## EXCERPTED DATA
PR #84, opened 2017-12-21
chromium: Post-ozone-wayland cleanups

rakuco:
This PR includes several clean-ups after the ozone-wayland-related pull requests were merged a few weeks ago.

They mainly reduce duplication and drop a few `.inc` files to reduce confusion.


rakuco:
@otavio @msisov

otavio:
The jumbo build could be configured somehow, don't you think? If so, what we default?

rakuco:
> The jumbo build could be configured somehow, don't you think? If so, what we default?

It can; one just needs to append `use_jumbo_build=true` to `GN_ARGS` locally. By default, I'd say we follow upstream (which sets it to false).

recipes-browser/chromium/chromium-ozone-wayland_64.0.3274.0.r517731.igalia.1.bb
```diff
@@ -1,8 +1,25 @@
...
+        libxkbcommon \
+        virtual/egl \
+        wayland \
+"
+
+GN_ARGS += "\
+        enable_mus=true \
+        use_ozone=true \
+        ozone_auto_platforms=false \
+        ozone_platform_headless=true \
```
msisov: can you set it false as well? I believe it's not needed.

rakuco: Would you be OK with doing that in a separate PR? Changing the value of the option causes the build to change, whereas I was hoping the cleanups here would have no effect on the actual build.

msisov: please go ahead as you wish!

rakuco: ... though arguably removing `use_jumbo_build=true` does change how things are built... I'll send that part in a separate PR too.

rakuco:
@msisov @otavio I've pushed a new version that doesn't change the Jumbo builds part. There shouldn't be anything controversial now.

PR #85, opened 2017-12-22
chromium-ozone-wayland: Disable Jumbo builds by default.

rakuco:
Whether to use Jumbo builds or not should be up to each user; while it may
decrease build times, it can require more RAM (it tends to cause problems
for me specifically when using GCC because of the amount of memory it
requires).

Additionally, it's not an Ozone-Wayland-specific setting, so it should've
been in chromium-gn.inc had it been the case.

We now provide a PACKAGECONFIG knob (off by default) to control that.

### DIFF
--- a/recipes-browser/chromium/README
+++ b/recipes-browser/chromium/README
@@ -45,6 +45,14 @@ PACKAGECONFIG knobs
   http://www.chromium.org/developers/design-documents/impl-side-painting for
   more.
 
+* jumbo-build: (off by default)
+  Enables what's also known as "unity builds": several source files are merged
+  together and compiled only once in order to reduce build times, but may end
+  up requiring more memory at certain points.
+
+  Jumbo builds are documented here:
+  https://chromium.googlesource.com/chromium/src/+/master/docs/jumbo.md
+
 * kiosk-mode: (off by default)
   Enable this option if you want your browser to start up full-screen, without
   any menu bars, without any clutter, and without any initial start-up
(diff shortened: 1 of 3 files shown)


rakuco:
@msisov @otavio

schnitzeltony:
Maybe I am wrong here: You write changes are applied in chromium-gn.inc but the patch applies on chromium-ozone-wayland only. What did I miss?

rakuco:
I write that, should we decide to pass `use_jumbo_build=true` to GN, it should have been done in chromium-gn.inc, not the oz-wl .bb recipe file.

schnitzeltony:
Ahh - not enough coffee...

If you make it common, I promise to play around with it for ..x11 :)

rakuco:
Well, the idea is not to touch the setting at all, but allow anyone who'd like to enable it to do so in their own `local.conf`. That applies to the x11 version too.

recipes-browser/chromium/README
```diff
@@ -26,6 +26,22 @@ version 5.4.0.
...
+
+Jumbo builds are documented here:
+https://chromium.googlesource.com/chromium/src/+/master/docs/jumbo.md
+
+We follow Chromium's default settings, and also disable Jumbo builds by default.
+
+If you would like to enable Jumbo builds locally, you can pass additional flags
+to GN (in local.conf, for example):
+
+    GN_ARGS_append_pn-chromium-x11 = " use_jumbo_build=true"
```
otavio: I understand that this is what happens behind the scene but I think we ought to use the `PACKAGECONFIG` mechanism to change this as this is the standard way of configuring the package.

Doing so, adding a comment on the recipe before the block adding the config does help.

rakuco: I thought `PACKAGECONFIG` was normally used for knobs which have an effect on the generated package (support for additional features, changes to the build or runtime dependencies).

Jumbo builds only affect the build itself, not what is generated in it.

I'm fine with `PACKAGECONFIG`, but I wanted to double-check we're not abusing it.

otavio: It is intended to configure the package. It can be for:

* enabling / disabling a feature
* change behaviour

In this case, it enables the jumbo build support. Fits well IMO.

rakuco: Fair enough; I've switched to a `PACKAGECONFIG` knob, please take another look.

Issue #875, opened 2025-03-09
Can't build meta-chromium with python3.13


jcalvinowens:
This happens because the disttools module is no more, see https://peps.python.org/pep-0632/
```
DEBUG: Executing python function do_check_llvm_version
ERROR: Error executing a python function in exec_func_python() autogenerated:

The stack trace of python calls that resulted in this exception/failure was:
File: 'exec_func_python() autogenerated', lineno: 2, function: <module>
     0001:
 *** 0002:do_check_llvm_version(d)
     0003:
File: '/home/calvinow/git/meta-roosevelt/build/../meta-browser/meta-chromium/recipes-browser/chromium/chromium-gn.inc', lineno: 400, function: do_check_llvm_version
     0396:# Check the LLVMVERSION defined in the meta-clang layer. Given Chromium is
     0397:# developed using new C++ features, the LLVMVERSION has to be >= 14. Otherwise,
     0398:# it is not guaranteed that Chromium will compile.
     0399:python do_check_llvm_version () {
 *** 0400:  from distutils.version import LooseVersion
     0401:
     0402:  min_llvm_version = "14.0.0"
     0403:  llvm_version = d.getVar('LLVMVERSION', False)
     0404:  if not llvm_version:
Exception: ModuleNotFoundError: No module named 'distutils'

DEBUG: Python function do_check_llvm_version finished
```

I haven't had time to spin a PR to fix this yet, but will soon if somebody doesn't beat me to it.

jcalvinowens:
Sorry for dropping this, it's since been fixed.

PR #927, opened 2025-09-24
chromium: Remove defunct LLVM version check logic

jcalvinowens:
The new core LLVM support lacks an equivalent of LLVMVERSION as exposed by meta-clang, resulting in this benign WARNING:

    WARNING: mc:house:chromium-ozone-wayland-140.0.7339.136-r0 do_check_llvm_version: Unable to determine LLVM version. Chromium may not be compiled successfully if the LLVM version is below 14.0.0.

LLVM-14 was released nearly four years ago. Upstream chromium's current policy is summarized here:

    https://chromium.googlesource.com/chromium/src/+/main/docs/toolchain_support.md

...and quoting the releavant portion:

    Even within clang/libc++, we often rely on recent bugfixes and
    feature additions, so generally only the most recent LLVM version
    is supported.

Silence the warning by dropping the bitrotted version enforement logic.

### DIFF
--- a/meta-chromium/recipes-browser/chromium/chromium-gn.inc
+++ b/meta-chromium/recipes-browser/chromium/chromium-gn.inc
@@ -420,26 +420,6 @@ python do_create_v8_qemu_wrapper () {
 do_create_v8_qemu_wrapper[dirs] = "${B}"
 addtask create_v8_qemu_wrapper after do_patch before do_configure
 
-# Check the LLVMVERSION defined in the meta-clang layer. Given Chromium is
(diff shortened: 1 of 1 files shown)


jcalvinowens:
The warning shows up after https://github.com/OSSystems/meta-browser/pull/923 but this change doesn't actually depend on that PR.

If you'd rather keep the version check in some form just say the word and I'll do that instead.

jcalvinowens:
This also fixes https://github.com/OSSystems/meta-browser/issues/875

PR #934, opened 2025-10-18
firefox: upgrade to 145

OldManYellsAtCloud:
This the regular FF update, however it is not ready yet - version 144 requires a newer wasi sdk, I really can't postpone that upgrade any further. This will become a real PR once I succeed with that - will try to spend some time on that in the coming day.


OldManYellsAtCloud:
I couldn't get still make wasi-sdk work in a way that doesn't take forever to build. It builds its own clang, which of course takes forever. But making it work with the already existing clang just keeps beating me up. For now I have disabled the wasi-sdk part in the latest Firefox recipe (enabled `disable-sandboxed-libraries` PACKAGECONFIG by default)

OldManYellsAtCloud:
I believe I managed to update wasi-sdk successfully. 

The Github workflow has just started, but did a couple of tests locally on all branches, and the basics look correct. I don't expect big issues during the I run (\me knocking on wood).

Unfortunately I couldn't make my original goal work (to use the main clang for WebAssembly also), mostly due to compiler-rt: wasi-sdk wants its own compiler-rt, and I'm not sure if that is possible at all without having its own sysroot. Maybe I will take another look at it on a rainy day. For now it will build its own toolchain, just as until now.

A couple of further notes about this update:
- When using wasi-sdk as a dependency, at least clang 18 is required. This is only a little bit notable, since it is available for Kirkstone also in meta-clang (and other branches have this or newer by default). When not using wasi-sdk, clang 14 should still work. Currently I switched to test only with clang 18 on Kirkstone.
- This is the last main Firefox version that is tested with Walnascar. Starting with Firefox 146 I plan to drop testing on Walnascar - though I plan to keep it in the compatibility list and give user support as long as it makes sense.
- Since Whinlatter is essentially still Master, I'm not testing it specifically for this version. Starting with Firefox 146 Whinlatter will be part of the test suite explicitly.

Will ping back when/if the workflow finishes successfully. Meanwhile, please feel free to review/comment.

OldManYellsAtCloud:
Well, the CI run was a bit more painful than expected, but not because of this update, just some missing files here and there... but it is done now: https://github.com/OSSystems/meta-browser/actions/runs/19741494114

From my end it is as good as it gets, and it is ready.

PR #948, opened 2025-12-10
Firefox 146

OldManYellsAtCloud:
Regular update, so far mostly eventless as far as updates go. Walnascar has been dropped from the CI config, and Whinlatter was added.


kraj (approved):
LGTM

PR #968, opened 2026-03-26
meta-chromium: Support only wrynose

zboszor:
With the gn recipe addendum removed, Chromium 145/146 can't be built from master when coupled with the openembedded-core whinlatter branch.


MaxIhlenfeldt (approved):
lgtm, thanks!

Issue #974, opened 2026-04-14
Persistent build error about missing libclang_rt.builtins.a


tronje:
Hi, I'm getting the same error as in #947, and #962 does not fix it for me. I'm using the current `master` state of `meta-browser`. Here's the error again:

```
ERROR: chromium-x11-146.0.7680.177-r0 do_compile: Execution of '/workdir/build/tmp/work/corei7-64-poky-linux/chromium-x11/146.0.7680.177/temp/run.do_compile.1031968' failed with exit code 1
ERROR: Logfile of failure stored in: /workdir/build/tmp/work/corei7-64-poky-linux/chromium-x11/146.0.7680.177/temp/log.do_compile.1031968
Log data follows:
| DEBUG: Executing shell function do_compile
| ninja: error: '../../../../recipe-sysroot-native/usr/lib/clang/latest/lib/x86_64-unknown-linux-gnu/libclang_rt.builtins.a', needed by 'yocto_native_for_rust_host_build_tools/obj/build/rust/allocator/liballoc_error_handler_impl.a', missing and no known rule to make it
| WARNING: /workdir/build/tmp/work/corei7-64-poky-linux/chromium-x11/146.0.7680.177/temp/run.do_compile.1031968:148 exit 1 from 'ninja -v -j 20 chrome chrome_sandbox chromedriver.unstripped'
| WARNING: Backtrace (BB generated script):
| 	#1: do_compile, /workdir/build/tmp/work/corei7-64-poky-linux/chromium-x11/146.0.7680.177/temp/run.do_compile.1031968, line 148
| 	#2: main, /workdir/build/tmp/work/corei7-64-poky-linux/chromium-x11/146.0.7680.177/temp/run.do_compile.1031968, line 152
ERROR: Task (/workdir/layers/openembedded-core/../meta-browser/meta-chromium/recipes-browser/chromium/chromium-x11_146.0.7680.177.bb:do_compile) failed with exit code '1'
```

Any help? I'm quite puzzled by this.

I've tried with various versions of the other common layers (meta-yocto, openembedded-core, meta-openembedded, etc.), including their latest master states. I've also tried with and without `meta-clang`. `meta-clang` generally puzzles me a bit, because it doesn't actually provide a recipe for clang anymore.

Thanks very much for all your work!

MaxIhlenfeldt:
[...]

PR #975, opened 2026-04-16
chromium: Restore patch for fixing path to libclang_rt.builtins.a

jcalvinowens:
This patch is still required on some systems to avoid this error:

    ninja: error: '.../libclang_rt.builtins.a', needed by '.../liballoc_error_handler_impl.a', missing and no known rule to make it

See https://github.com/OSSystems/meta-browser/issues/974


meta-chromium/recipes-browser/chromium/files/0008-Use-the-correct-path-to-libclang_rt.builtins.a.patch
```diff
@@ -0,0 +1,63 @@
...
+ 1 file changed, 9 insertions(+), 8 deletions(-)
+
+diff --git a/build/config/clang/BUILD.gn b/build/config/clang/BUILD.gn
+index e05032c0c66f1..6d35b7e1d8412 100644
+--- a/build/config/clang/BUILD.gn
++++ b/build/config/clang/BUILD.gn
+@@ -185,22 +185,23 @@ template("clang_lib") {
+       } else if (is_apple) {
+         _dir = "darwin"
+       } else if (is_linux || is_chromeos) {
```
kraj, line 32: Is there platform define available for `openembedded` or `yocto`

jcalvinowens:
I think I figured this out, with https://github.com/OSSystems/meta-browser/pull/976 I don't need the 0008 patch and we can just drop this I think.

PR #976, opened 2026-04-17
chromium: Fix build with non-default TARGET_VENDOR

jcalvinowens:
The sed invocation assumes TARGET_VENDOR is "-oe", which causes this error for yocto configurations which set TARGET_VENDOR or HOST_VENDOR:

    ninja: error: '.../libclang_rt.builtins.a', needed by '.../liballoc_error_handler_impl.a', missing and no known rule to make it

Fix by using "${TARGET_VENDOR}-" and "${HOST_VENDOR}-", not "-oe-".

See https://github.com/OSSystems/meta-browser/issues/974


zboszor (approved):

kraj (approved):
LGTM

PR #981, opened 2026-05-11
firefox: upgrade 150.0.1 -> 150.0.3

OldManYellsAtCloud:
Bug fix releases:
https://www.firefox.com/firefox/150.0.2/releasenotes/
https://www.firefox.com/firefox/150.0.3/releasenotes/
https://www.firefox.com/firefox/140.10.2/releasenotes/

(While running the tests for 150.0.2, Mozilla released 150.0.3 also, so I added it to this PR)

Also, add recipe for wasm-tools. This is a dependency for wasi-sysroot - until now it was downloaded silently, during do_compile.

The network cannot be always disabled by bitbake after do_fetch, because it requires some specific capabilities. The docker image that I use for testing is missing this, and apparently network access is always available in that image, this is how it was missed. Will try to look into that, if I can make network disabling work in docker.


OldManYellsAtCloud:
CI passed. From my end this is ready.

PR #990, opened 2026-05-29
firefox: remove hard clang dependency

OldManYellsAtCloud:
TBH I don't remember anymore why I made initially Firefox require clang, unfortunately it was too long time ago.
But today I was curious if gcc works - and it does, it required only a minor patch.

This PR removes the hardcoded clang dependency from the Firefox recipe.

After this clang is only required if Firefox is built with sandboxed libraries enabled (this is the default, and can be changed with a `PACKAGECONFIG`. This is due to wasi-sdk having a hard dependency on clang)

When built without sandboxed libraries, clang can be avoided completely (at least from Firefox's point of view).

So far I tested successfully Scarthgap with glibc on x86-64, with both versions of Firefox. The rest of the test is left to the CI.

### DIFF
--- a/meta-firefox/classes/mozilla.bbclass
+++ b/meta-firefox/classes/mozilla.bbclass
@@ -36,6 +36,8 @@ export WASM_CXX = "${WASI_SYSROOT}/bin/clang++ -target wasm32-wasip1 "
 
 export BUILD_VERBOSE_LOG = "1"
 
+export MOZ_MAKE_FLAGS = "${PARALLEL_MAKE}"
+
 RUST_HOST ?= "${RUST_BUILD_SYS}"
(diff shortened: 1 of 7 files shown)


OldManYellsAtCloud:
This PR is on hold for a bit. When compiled with gcc, 32-bit arm builds of the latest FF crash upon the very first start. 

Looks like some random memory corruption somewhere (which manifests with a different error and different gdb backtrace each run :) ), and I'm afraid I will have to bisect it to get any further, which will take some time.

OldManYellsAtCloud:
Spending a few hours debugging this before looking up the documentation helped me understand why I made it clang-only: Firefox has only tier3 (community-based) support for gcc for anything other than x86-64. I hope I won't forget it for a while.

PR #915, opened 2025-09-01
Electron37, Chromium138 and GitHub actions for automated builds/testing

caneraltinbasak:
This pull request introduces several new GitHub Actions workflows to automate build, test, and cleanup processes for Chromium and Electron on AWS EC2, and updates the Yocto layer and Chromium build configuration for improved compatibility and hardware support. Key changes include the addition of EC2-based CI workflows, a cleanup workflow for EFS cache, support for new Yocto releases.

**CI/CD Workflow Additions and Improvements:**

* Added `.github/workflows/bs_meta_browser_ci_ec2.yml` to orchestrate EC2-based build and test jobs for the meta-browser project, including runner lifecycle management and parameterized builds for different architectures, browsers, and Yocto versions.
* Introduced `.github/workflows/chromium.yml` and `.github/workflows/electron.yml` to enable matrix builds and smoke tests for Chromium and Electron, supporting both AWS EC2 and local runners, with flexible configuration via workflow dispatch and PR triggers. [[1]](diffhunk://#diff-8f5503c36aa7e90a80695b902b7758301560c1c8c3e8e961455dbddad3a7b0f2R1-R102) [[2]](diffhunk://#diff-e3f2d8bfe2b2f0cc1deb963d1584f4f7cf6fff5111a0fd4c1d90904e1d7c93ffR1-R102)
* Added `.github/workflows/cleanup-efs-cache.yml` to automate cleanup of EFS cache directories (`downloads` and `sstate-cache`) using a temporary EC2 runner, improving disk space management for Yocto builds.

**Yocto Layer and Build System Updates:**
* Updated Chromium to Chromium138
* Added a recipe for building Electron(Electron37)
* Updated `LAYERSERIES_COMPAT_chromium-browser-layer` in `meta-chromium/conf/layer.conf` to include compatibility with the new Yocto release `whinlatter`.
* In `meta-chromium/recipes-browser/chromium/chromium-gn.inc`:
  - Replaced several patches with new ones to fix Node.js version checks and ARM V4L2 compiler errors, and enabled stateless V4L2 M2M video decoding support via `use-v4l2` PACKAGECONFIG. [[1]](diffhunk://#diff-436bebc7f6c04ff6040b2273ced509fa01ef9453a4fe30c569445ee21e37e364L28-R31) [[2]](diffhunk://#diff-436bebc7f6c04ff6040b2273ced509fa01ef9453a4fe30c569445ee21e37e364R147-R150)
[...]

PR #994, opened 2026-06-02
chore: BCN 21398 update github actions

DPopov-BS:
BCN 21398 update github actions


MaxIhlenfeldt:
I think I'm missing context on this, (why) do we want CI in this repo?

OldManYellsAtCloud:
> I think I'm missing context on this, (why) do we want CI in this repo?

I suspect this is a followup of https://github.com/OSSystems/meta-browser/pull/915 that had a short discussion about this.

PR #1002, opened 2026-06-14
firefox: upgrade 151.0.3 -> 151.0.4

OldManYellsAtCloud:
Release notes:
https://www.firefox.com/firefox/151.0.4/releasenotes/


OldManYellsAtCloud:
This is ready from my end, at least for 151.0.4.

There is however now version 152, so I guess this PR could be left for a bit, and I can just update this PR to the new version later this week.

otavio:
I believe we can merge this as it is, and when you have time, you can start a new one.

PR #1004, opened 2026-06-20
firefox 152.0, test changes

OldManYellsAtCloud:
This PR contains 2 major-ish changes - but would like to avoid running the CI multiple times on the same recipes.

1. Firefox upgrade to latest version. This is nothing too unusual.
2. I have reworked the CI workflows a bit.

I'd like to write a couple of words about the latter change.
Until now testing happened for all stable Yocto releases (+master), with 4 CPU platforms, 2 libc implementations, executed only on x11.
This already takes quite a while to finish, and adding even a single new dimension to the test matrix doubles the execution time.

But I would like to test a bit more aspects than what's done currently. This change still builds and tests both Firefox recipes for all Yocto releases (+master), with 4 CPU platforms. However for each run the libc implementation (glibc or musl) and the display system (x11 or wayland) are randomly selected.

A drawback is that some (random) previously tested configurations are not tested in each CI run.
As an expected benefit the test coverage will be higher just after a few run, I hope this will make the layer more robust. Also, the test execution time should be somewhat shorter (at least from the next upgrade, after I managed to weed out the bugs from this PR that I missed during preparation). It should be also easier to add new tested aspects with this random method without unacceptably big execution time penalty.

----
One extra small change in this PR: the `PARALLEL_MAKE` variable was ignored so far during build. This should be now fixed.


kraj (approved):
LGTM

OldManYellsAtCloud:
It seems that weston fails to start up on wrynose with 32-bit arm when compiled with musl :(, which puts testing on hold for a bit until I (or anyone else) figures out what's wrong

OldManYellsAtCloud:
First I bisected oe-core to find a problem with musl. Then once I fixed that locally, it was still broken, so i bisected oe-core once again this time with my patch, to find that it was broken later by a mesa upgrade also.

For now I give up - I will blacklist arm+musl+wayland combo on master and wrynose in the CI.

I have filed a bug at YP: https://bugzilla.yoctoproject.org/show_bug.cgi?id=16334

OldManYellsAtCloud:
One last note: in the workflow.yml file the docker image got a new volume path. That's a temporary measure: during debugging my sstate folder outgrew its drive, and had to move it to a bigger one. I intend to trim that folder and reverse that change with the next upgrade.

Also, since Mozilla has meanwhile released 152.0.3, I bumped the recipe to that version.

But all in all, this is ready from my end.

OldManYellsAtCloud:
Since yesterday 152.0.4 was also released, bumped this PR and ran the CI on that version too, successfully.

otavio (approved):

PR #1016, opened 2026-07-21
Firefox 153

OldManYellsAtCloud:
Upgrade to latest Firefox releases.

Release notes:
https://www.firefox.com/firefox/140.13.0/releasenotes/
https://www.firefox.com/firefox/153.0/releasenotes/

While touching it, also upgrade wasi-sdk to the latest version (also bump its dependencies).

There would be one noteworthy thing: Firefox 153 requires at least Clang 19 to compile, which is a bump from Clang 17. In general this is not a big issue: Wrynose and Master already ships a newer version, and meta-clang has a branch for Clang 20 to be used with Scarthgap. But Scarthgap users might need to update meta-clang, if they haven't done so already.
This doesn't affect the current ESR version, which should still compile with Clang 17.
(As a sidenote, v153 will be the next ESR, so this will quickly become the baseline in this layer in a release or two)

FF 153 also requires a newer cbindgen than what's available in meta-oe (it requires 0.29.4), so that vendored recipe is also updated.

## PROBLEM TO WORK ON
Every line from the top of the material above through the line holding "msisov: can you" should be reproduced word for word, and nothing beyond it.

## REPLY TO THE TASK
PR #84, opened 2017-12-21
chromium: Post-ozone-wayland cleanups

rakuco:
This PR includes several clean-ups after the ozone-wayland-related pull requests were merged a few weeks ago.

They mainly reduce duplication and drop a few `.inc` files to reduce confusion.


rakuco:
@otavio @msisov

otavio:
The jumbo build could be configured somehow, don't you think? If so, what we default?

rakuco:
> The jumbo build could be configured somehow, don't you think? If so, what we default?

It can; one just needs to append `use_jumbo_build=true` to `GN_ARGS` locally. By default, I'd say we follow upstream (which sets it to false).

recipes-browser/chromium/chromium-ozone-wayland_64.0.3274.0.r517731.igalia.1.bb
```diff
@@ -1,8 +1,25 @@
...
+        libxkbcommon \
+        virtual/egl \
+        wayland \
+"
+
+GN_ARGS += "\
+        enable_mus=true \
+        use_ozone=true \
+        ozone_auto_platforms=false \
+        ozone_platform_headless=true \
```
msisov: can you set it false as well? I believe it's not needed.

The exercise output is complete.